BEGIN Data provided
PR #295, opened 2016-10-24
Fix #278: Groups in permisions

### LINKED ISSUE #278: Specific widgets for groups in permissions form
We could load the list of groups in the current bucket, and use that list to show them in the permissions form.

Instead of having to introduce a group URI in the *Principals* fields, the user could just tick the checkboxes in front of group names like we did for anonymous/authenticated in #277.

leplatrem:
Fix #278 

capture d ecran de 2016-10-21 18-22-45

* [x] PoC
* [x] Generate UI schema from groups
* [x] Find good pattern to load groups on every permission form
* [x] Rework form data to permissions etc.


leplatrem:
Before going further with fixing test for routes saga data loading, @Natim @n1k0 I would take any early feedback please!

src/permission.js
```diff
@@ -110,46 +111,45 @@ export function canEditRecord(session: SessionState, bucket: BucketState, collec
...
-                  };
-                } else {
-                  return perm;
-                }
-              });
-            } else {
-              principalsList = [...principalsList, {principal, permissions: [permissionName]}];
-            }
-            acc.principals = principalsList;
+        if(principal == EVERYONE) {
```
n1k0: Nit: space after `if`

src/permission.js
```diff
@@ -165,13 +165,16 @@ export function permissionsToFormData(permissionsObject: Object): Object {
...
  */
-export function formDataToPermissions(formData: Object) : Object {
-  const {anonymous, authenticated, principals} = formData;
-  const permissionsList = [
-    ...principals,
+export function formDataToPermissions(bid: string, formData: Object) : Object {
+  const {anonymous, authenticated, groups, principals} = formData;
+  const fromGeneric = [
     {principal: EVERYONE, permissions: anonymous},
     {principal: AUTHENTICATED, permissions: authenticated}];
```
n1k0: Nit: please move the closing square bracket to a new line (general coding style)

src/permission.js
```diff
@@ -252,6 +270,14 @@ export function preparePermissionsForm(permissions: string[]) {
         }
       }
     },
+    groups: {
+      classNames: "field-groups",
+      ...groups.reduce((acc, group) => {
+        const {id: gid} = group;
+        acc[gid] = {"ui:widget": "checkboxes"};
```
n1k0: Nit: I believe `acc[group.id] = {"ui:widget": "checkboxes"};` would be okay.

Also, you can return everything immediately:

```js
return {...acc, [group.id]: {"ui:widget": "checkboxes"}};
```

Natim:
feedback + I like the approach

src/sagas/route.js
```diff
@@ -65,11 +67,12 @@ export function* loadRoute(params) {
     });
     // Map them to state
     const bucket     = bid ?               responses[0] : null;
-    const collection = bid && cid ?        responses[1] : null;
-    const group      = bid && gid ?        responses[1] : null;
-    const record     = bid && cid && rid ? responses[2] : null;
+    const groups     = bid ?               responses[1].data : null;
```
n1k0: Could we avoid having this trailing `.data` here?

n1k0:
And re. the way we load route resources, I suggest we file a new separate *tech-debt* issue to properly deal with it.

PR #296, opened 2016-10-25
Fix #258 - Do not try to guess permissions

### LINKED ISSUE #258: Kinto-Admin doesn't detect when people are in groups to give permissions

leplatrem:
If permissions endpoint is available, use it to show/hide buttons.

If not, always show the buttons, and show server error messages.

With https://github.com/Kinto/kinto/issues/874, we could indeed add group support etc. but I'm not confortable with the current situation where the client reimplements the server-side logics of permissions.

This is just a try, not even tested, to see how it could look like


leplatrem:
I think it's ready now to be reviewed/merged

src/sagas/session.js
```diff
@@ -83,7 +83,11 @@ export function* listBuckets(getState, action) {
     // If the Kinto API version allows it, retrieves all permissions
     if ("permissions_endpoint" in serverInfo.capabilities) {
       const {data: permissions} = yield call([client, client.listPermissions]);
-      buckets = handlePermissions(buckets, permissions);
+      buckets = expandBucketsCollections(buckets, permissions);
+      yield put(sessionActions.permissionsListSuccess(permissions));
+    }
+    else {
+      yield put(notificationActions.notifyInfo("Permissions endpoint is not enabled on server."));
```
leplatrem: Add link to server settings docs ?

leplatrem: Explain consequences ?

leplatrem: I can't figure out good wording. And don't know a clean way to put some html (link) in the notification message (from saga, outside react views)

This could land like this until someone gives a hand ;)

PR #297, opened 2016-10-25
Add safety check for list of collections

leplatrem:
@n1k0 r?

Seems to be a bug from server though:
```
$ http :8888/v1/buckets --auth test:test
HTTP/1.1 200 OK
Access-Control-Expose-Headers: Content-Length, Expires, Alert, Retry-After, Last-Modified, Total-Records, ETag, Pragma, Cache-Control, Backoff, Next-Page
Cache-Control: no-cache, no-store
Content-Length: 107
Content-Type: application/json; charset=UTF-8
Date: Tue, 25 Oct 2016 10:01:42 GMT
Etag: "1477306958028"
Last-Modified: Mon, 24 Oct 2016 11:02:38 GMT
Server: waitress
Total-Records: 2

{
    "data": [
        {
            "id": "source", 
            "last_modified": 1477306958028
        }, 
        {
            "id": "destination", 
            "last_modified": 1476717932394
        }
    ]
}

```

```
$ http :8888/v1/buckets/source/collections --auth test:test 
HTTP/1.1 403 Forbidden
Access-Control-Expose-Headers: Content-Length, Expires, Alert, Retry-After, Last-Modified, ETag, Pragma, Cache-Control, Backoff
Content-Length: 95
Content-Type: application/json; charset=UTF-8
Date: Tue, 25 Oct 2016 10:02:10 GMT
Server: waitress

{
    "code": 403, 
    "errno": 121, 
    "error": "Forbidden", 
    "message": "This user cannot access this resource."
}

```

### DIFF
--- a/src/sagas/session.js
+++ b/src/sagas/session.js
@@ -76,7 +76,7 @@ export function* listBuckets(getState, action) {
       }
     });
     let buckets = data.map((bucket, index) => {
-      const collections = responses[index].body.data;
+      const {data: collections=[]} = responses[index].body;
       return {id: bucket.id, collections};
     });
 


leplatrem:
@n1k0 @Natim actually this is not a bug on the server, but the intended behaviour of the work done with this:
* Parent attributes are now readable if child creation is allowed
* https://github.com/Kinto/kinto/issues/803
* https://github.com/Kinto/kinto/pull/828

Attributes of bucket are readable when group creation is allowed, but it does not allow to list collections for example.

Please send feedback in a new kinto issue if you have suggestions...

Natim:
It looks a bit confusing according to me.

leplatrem:
In the tickets I mentionned, we introduced this behaviour: if the user has the permissions to create a child, then we allow to read the attributes of the parent. It was done for collection schema and record creation, but made it consistent for bucket attributes and group/collection creation.

In this case, the user is allowed to create groups. Buckets attributes are readable. Hence the buckets is listed in `/buckets`. But since she is not allowed to create collections, the list of collections is denied.

n1k0:
> since she is not allowed to create collections, the list of collections is denied

I'm surprised the read permission is tied to the create one here, hints?

leplatrem:
>> since she is not allowed to create collections, the list of collections is denied
>>
> I'm surprised the read permission is tied to the create one here, hints?

You can read the parents if you can create children.
Ex. you can read `/buckets` accessible to you if you can create buckets, you can read `/records` accessible to you if you can create records.

Natim:
Ok it makes sense :)

n1k0:
Yeah I get that, on the other hand I was naively thinking that it's not because you can't create children that you can't read them (but I suspect that you can do so if you have the `read` one, right?)

Natim:
Yes you can read them without behing able to create them also.

n1k0:
> since she is not allowed to create collections, the list of collections is denied
> Yes you can read them without being able to create them also.

These two statements are confusing the hell out of me, but I'm just gonna trust you on this one folks 😜

Natim:
In this case, she is not allowed to create collections nor allowed to read collections or any of the existing collections.

Natim:
But maybe because she is able to read the bucket metadata we could return an empty list as we do for `/buckets`?

leplatrem:
> But maybe because she is able to read the bucket metadata we could return an empty list as we do for /buckets?

I don't understand this last one.

Also, this would be worth discussing on the Kinto repo, which possible improvements on documentation, instead of on top a harmless safety check ;)

n1k0:
In any case if we seem confused as kinto team members, we should probably clarify/simplify all this in the docs 😬

leplatrem:
So I close this PR?

Natim:
No I think it doesn't hurt add this change.

PR #308, opened 2016-11-03
Fix #307: Always show hooks on collection records page

### LINKED ISSUE #307: Action bar hooks are not shown if no perm to create records
It's understandable to hide `Create` and `Bulk create` when the user has no permission to create records (permission endpoint enabled). 
But hooks should be always shown

leplatrem:
@n1k0 r?


n1k0:
r+

PR #310, opened 2016-11-08
Fix #309: force server URL from build

### LINKED ISSUE #309: Add ability to force server URL when building the admin bundle
**Use case:** be able to send absolute links to particular objects (eg. send an email with the history entries of a particular object).

When we ship the kinto-admin as a server plugin, we could restrict the ability to change the server URL, since we are accessing it via `https:///$SERVER_URL/v1/admin/`.

Alternative approach: provide the server url in the link.

leplatrem:
@n1k0 something like that?

### DIFF
--- a/index.js
+++ b/index.js
@@ -11,6 +11,7 @@ const corePlugins = [
 
 const settings = {
   maxPerPage: 200,
+  singleServer: null,
 };
 
 render(<KintoAdmin plugins={corePlugins} settings={settings} />,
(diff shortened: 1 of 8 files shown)


index.js
```diff
@@ -11,6 +11,8 @@ const corePlugins = [
 
 const settings = {
   maxPerPage: 200,
+  serverURL: "https://kinto.dev.mozaws.net/v1/",
```
Natim: Is there a way to default to the current hostname if we are in `/v1/admin/`?

n1k0: Should be possible by parsing `document.location` indeed.

n1k0:
Looks reasonable :)

leplatrem:
The setting now accepts a string, that we will set with the document.location in the kinto-admin python plugin.
Ready to be reviewed/merged

PR #481, opened 2015-12-24
Improve SVG cleanup after sanitization

### LINKED ISSUE #467: Update DOMPurify and use @oparoz's SVG hook
This new version will break less SVGs while still properly sanitizing them.

oparoz:
Fixes #467 

I've loaded my standard samples as well as an "armed" SVG and there is only one SVG which can't be properly rendered. It seems impossible to get it to display properly without opening the gate as it contains internal references.


oparoz:
@LukasReschke if you could test this to make sure it's still as safe as before. The people at DOMPurify seem to think so.

oparoz:
Ping @LukasReschke

oparoz:
In short:
- The custom hooks have been moved to the utility class, to be shared between the slideshow and the gallery app
- Illustrator doctype is replaced with standard one
- Filter tags are allowed in SVGs 
- Garbage characters left at the start of a purified SVG are removed
- DOM purify has been updated to 0.7.3

LukasReschke:
Great stuff! :+1:

oparoz:
Thanks for the review! :)

PR #491, opened 2016-01-08
Show slideshow images in fullscreen

RoxasShadow:
The original image is 1200x849, but the slideshow applies CSS rules to show it smaller. I know that I can zoom in, but it's annoying since the resize doesn't try to fill the viewport as much as possible.

_First_

``` html
<img src="/index.php/apps/galleryplus/preview/59594?c=fc01f2275f4c1ebdc962202b35307850&amp;width=2900&amp;height=2900&amp;requesttoken=..." alt="51284906_p0_master1200.jpg" style="position: absolute; background-color: rgb(0, 0, 0); background-size: 660px 466.95px; top: 46px; left: 462px; background-position: 0px 0px; height: 466.95px; width: 660px;">
```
END Data provided
» **Exercise aim**
What count of lines in the listing contain the word "people"? Reply with the number only.

» **Problem solution**
2